Understanding toxicity in user conversations is undoubtedly an important problem. As it has been argued in previous work, addressing "covert" or implicit cases of toxicity is particularly hard and requires context. Very few previous studies have analysed the influence of conversational context in human perception or in automated detection models. We dive deeper into both these directions. We start by analysing existing contextual datasets and come to the conclusion that toxicity labelling by humans is in general influenced by the conversational structure, polarity and topic of the context. We then propose to bring these findings into computational detection models by introducing (a) neural architectures for contextual toxicity detection that are aware of the conversational structure, and (b) data augmentation strategies that can help model contextual toxicity detection. Our results have shown the encouraging potential of neural architectures that are aware of the conversation structure. We have also demonstrated that such models can benefit from synthetic data, especially in the social media domain.
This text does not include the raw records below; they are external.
PR #2958, opened 2021-09-15
Torch: `map_binary_to_indices`, `map_classes_to_indices`, `correct_crop_centers`, `generate_pos_neg_label_crop_centers`, `generate_label_classes_crop_centers`

rijobro:
### Description
Torch: `map_binary_to_indices`, `map_classes_to_indices`, `correct_crop_centers`, `generate_pos_neg_label_crop_centers`, `generate_label_classes_crop_centers`

### Status
**Ready**

### Types of changes

### DIFF
--- a/monai/transforms/croppad/array.py
+++ b/monai/transforms/croppad/array.py
@@ -910,16 +910,18 @@ class RandCropByPosNegLabel(Randomizable, Transform):
         image: Optional[np.ndarray] = None,
     ) -> None:
         self.spatial_size = fall_back_tuple(self.spatial_size, default=label.shape[1:])
+        fg_indices_: np.ndarray
+        bg_indices_: np.ndarray
         if fg_indices is None or bg_indices is None:
             if self.fg_indices is not None and self.bg_indices is not None:
                 fg_indices_ = self.fg_indices
                 bg_indices_ = self.bg_indices
             else:
-                fg_indices_, bg_indices_ = map_binary_to_indices(label, image, self.image_threshold)
+                fg_indices_, bg_indices_ = map_binary_to_indices(label, image, self.image_threshold)  # type: ignore
         else:
             fg_indices_ = fg_indices
             bg_indices_ = bg_indices
-        self.centers = generate_pos_neg_label_crop_centers(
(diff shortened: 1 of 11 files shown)


wyli (approved):
looks good to me, @Nic-Ma this might change the behaviour of the spleen seg. notebook...please confirm

monai/transforms/croppad/array.py
```diff
@@ -910,16 +910,18 @@ def randomize(
         image: Optional[np.ndarray] = None,
     ) -> None:
         self.spatial_size = fall_back_tuple(self.spatial_size, default=label.shape[1:])
+        fg_indices_: np.ndarray
```
Nic-Ma, line 913: May I know why the data type is still `numpy array`? I think you added `Tensor` support?

Thanks.

Nic-Ma (approved):
Looks good to me.
Could you please help double confirm by executing this example?
https://github.com/Project-MONAI/tutorials/blob/master/3d_segmentation/torch/unet_training_dict.py
Just also need to add `EnsureTyped()` after `LoadImaged()` to test with Tensor data.

Thanks in advance.

monai/transforms/croppad/array.py
rijobro: I've updated the helper functions, but not actually updated any of the transforms. Hence, the transforms expect numpy input, and therefore expect numpy output from these helper functions. This PR will then enable me to start updating the transforms that use the helper functions.

rijobro: @Nic-Ma thanks for the suggestion, the example script now runs both normally and with `EnsureTyped` after `LoadImaged`.

Nic-Ma: I see your point, thanks!

Nic-Ma:
Hi @rijobro ,

Would you like to add Tensor support for `RandCropByPosNegLabel` and `RandCropByLabelClasses` with a high priority? As you already updated the help utilities.
And I think this PosNegCrop transform is popular in our training tasks, if we can support Tensor in v0.7, that would be great.

Thanks in advance.

PR #2964, opened 2021-09-16
Fix for Jupyter plotting

ericspod:

Fixes # .

### Description
This fixes an issue with the plotting in the Jupyter utilities relating to collated or decollated batches and having batches greater than 1.

### Status
**Work in progress**

### Types of changes


ericspod:
The current test fail looks like it has something to do with Matplotlib changing how it renders things since the content of the stored and generated images is the same, there are not changes to the plotting functions in this PR.

wyli:
change the batch size will also change the loss curves, the expected image needs an update to match the new curve.

ericspod:
There was a bit of variation in how the text was rendered as well and spacing somehow also changed. After accounting for the batch size these differences are still there.

wyli (approved):

PR #2966, opened 2021-09-17
2231 Enhance tensor transforms

Nic-Ma:
Part of #2231 .

### Description
This PR is a followup, enhanced several Tensor operations.

### Status
**Ready**

### Types of changes


monai/transforms/intensity/array.py
```diff
@@ -969,7 +969,9 @@ def __call__(self, img: NdarrayOrTensor) -> torch.Tensor:
         # add one to transform axis because a batch axis will be added at dimension 0
         savgol_filter = SavitzkyGolayFilter(self.window_length, self.order, self.axis + 1, self.mode)
         # convert to Tensor and add Batch axis expected by HilbertTransform
-        out: torch.Tensor = savgol_filter(self.img_t.unsqueeze(0)).squeeze(0)
+        out = savgol_filter(self.img_t.unsqueeze(0)).squeeze(0)
+        out, *_ = convert_to_dst_type(out, dst=img)
```
rijobro, line 973: Do we need this because we were getting errors without it? As I've previously said, I really want to avoid converting back where possible.

Nic-Ma: Yes, that because we have many use cases to use only 1 transform, instead of a chain. We should not break the previous numpy output behavior.

Thanks.

rijobro (approved):

wyli (approved):

PR #2971, opened 2021-09-17
Torch `GaussianSmooth`, `RandGaussianSmooth`, `GaussianSharpen`, `RandGaussianSharpen`

rijobro:
### Description
Torch `GaussianSmooth`, `RandGaussianSmooth`, `GaussianSharpen`, `RandGaussianSharpen`

### Status
**Ready**

### Types of changes


Nic-Ma:
Hi @rijobro ,

I am checking the left transforms, seems these 4 intensity transforms already execute with Tensor data, but the code stype doesn't follow our backend design:
    "GibbsNoise",
    "RandGibbsNoise",
    "KSpaceSpikeNoise",
    "RandKSpaceSpikeNoise",
Do you also plan to add backend support for them in v0.7?

Thanks in advance.

rijobro:
Sure, I'll do them on Monday.

monai/networks/layers/simplelayers.py
```diff
@@ -411,7 +411,7 @@ def forward(self, x: torch.Tensor) -> torch.Tensor:
         Args:
             x: in shape [Batch, chns, H, W, D].
         """
-        _kernel = [gaussian_1d(s, truncated=self.truncated, approx=self.approx) for s in self.sigma]
+        _kernel = [gaussian_1d(s, truncated=self.truncated, approx=self.approx).to(x.device) for s in self.sigma]
```
wyli, line 414: I think it's the user's responsibility to make sure this module `GaussianFilter` and `x` are on the same device, following pytorch nn.modules' behaviour

monai/transforms/intensity/array.py
```diff
@@ -1030,15 +1030,23 @@ class GaussianSmooth(Transform):
...
+    def __call__(self, img: NdarrayOrTensor) -> torch.Tensor:
+        img_t: torch.Tensor
+        img_t, *_ = convert_data_type(img, torch.Tensor, dtype=torch.float)  # type: ignore
+        sigma: Union[Sequence[torch.Tensor], torch.Tensor]
+        if isinstance(self.sigma, Sequence):
+            sigma = [torch.as_tensor(s, device=img_t.device) for s in self.sigma]
+        else:
+            sigma = torch.as_tensor(self.sigma, device=img_t.device)
+        gaussian_filter = GaussianFilter(img_t.ndim - 1, sigma, approx=self.approx)
+        out: torch.Tensor = gaussian_filter(img_t.unsqueeze(0)).squeeze(0)
```
wyli, line 1048: if this is part of v0.7  we  should convert `out` back to `img`'s original type as we discussed

monai/networks/layers/simplelayers.py
rijobro: Unfortunately `ensure_tuple_rep(sigma, int(spatial_dims))` converts to numpy. Therefore, any input that was on the gpu will be copied to the cpu.

wyli: I see, I feel we need a flag in `ensure_tuple_rep` to control the conversion...

rijobro: Yes you're right, I should have just enhanced the underlying functionality. I'll do that instead.

rijobro:
hi @wyli I'm struggling to replicate the problems in this PR locally. I've tried with pytorch 1.6 and 1.7, with cuda toolkit 11.0 and 10.2, to no avail. Any ideas? https://github.com/Project-MONAI/MONAI/pull/2971/checks?check_run_id=3673884529

wyli (approved):

PR #2973, opened 2021-09-17
Add make the name of wsi reader lowercase

drbeh:
### Description
Makes the input name for WSI reader library lowercase to avoid possible confusion.

### Status
**Ready**

### Types of changes


wyli (approved):
thanks, look good to me

PR #3026, opened 2021-09-24
apply pyupgrade

Borda:
### Description

Update Python notation to be better suitable to python 3.6+
in fact, I have just used the `pyupgrade` nook in pre-commit

### Status

### Types of changes

### DIFF
--- a/monai/_version.py
+++ b/monai/_version.py
@@ -1,4 +1,3 @@
-
 # This file helps to compute a version number in source trees obtained from
 # git-archive tarball (such as those provided by githubs download-from-tag
 # feature). Distribution tarballs (built by setup.py sdist) and build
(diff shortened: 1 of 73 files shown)


monai/_version.py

Self-Supervised Detection of Contextual Synonyms in a Multi-Class Setting: Phenotype Annotation Use Case

Contextualised word embeddings is a powerful tool to detect contextual synonyms. However, most of the current state-of-the-art (SOTA) deep learning concept extraction methods remain supervised and underexploit the potential of the context. In this paper, we propose a self-supervised pre-training approach which is able to detect contextual synonyms of concepts being training on the data created by shallow matching. We apply our methodology in the sparse multi-class setting (over 15,000 concepts) to extract phenotype information from electronic health records. We further investigate data augmentation techniques to address the problem of the class sparsity. Our approach achieves a new SOTA for the unsupervised phenotype concept annotation on clinical text on F1 and Recall outperforming the previous SOTA with a gain of up to 4.5 and 4.0 absolute points, respectively. After fine-tuning with as little as 20\% of the labelled data, we also outperform BioBERT and ClinicalBERT. The extrinsic evaluation on three ICU benchmarks also shows the benefit of using the phenotypes annotated by our model as features.

Clinical Utility of the Automatic Phenotype Annotation in Unstructured Clinical Notes: ICU Use Cases

Clinical notes contain information not present elsewhere, including drug response and symptoms, all of which are highly important when predicting key outcomes in acute care patients. We propose the automatic annotation of phenotypes from clinical notes as a method to capture essential information to predict outcomes in the Intensive Care Unit (ICU). This information is complementary to typically used vital signs and laboratory test results. We demonstrate and validate our approach conducting experiments on the prediction of in-hospital mortality, physiological decompensation and length of stay in the ICU setting for over 24,000 patients. The prediction models incorporating phenotypic information consistently outperform the baseline models leveraging only vital signs and laboratory test results. Moreover, we conduct a thorough interpretability study, showing that phenotypes provide valuable insights at the patient and cohort levels. Our approach illustrates the viability of using phenotypes to determine outcomes in the ICU.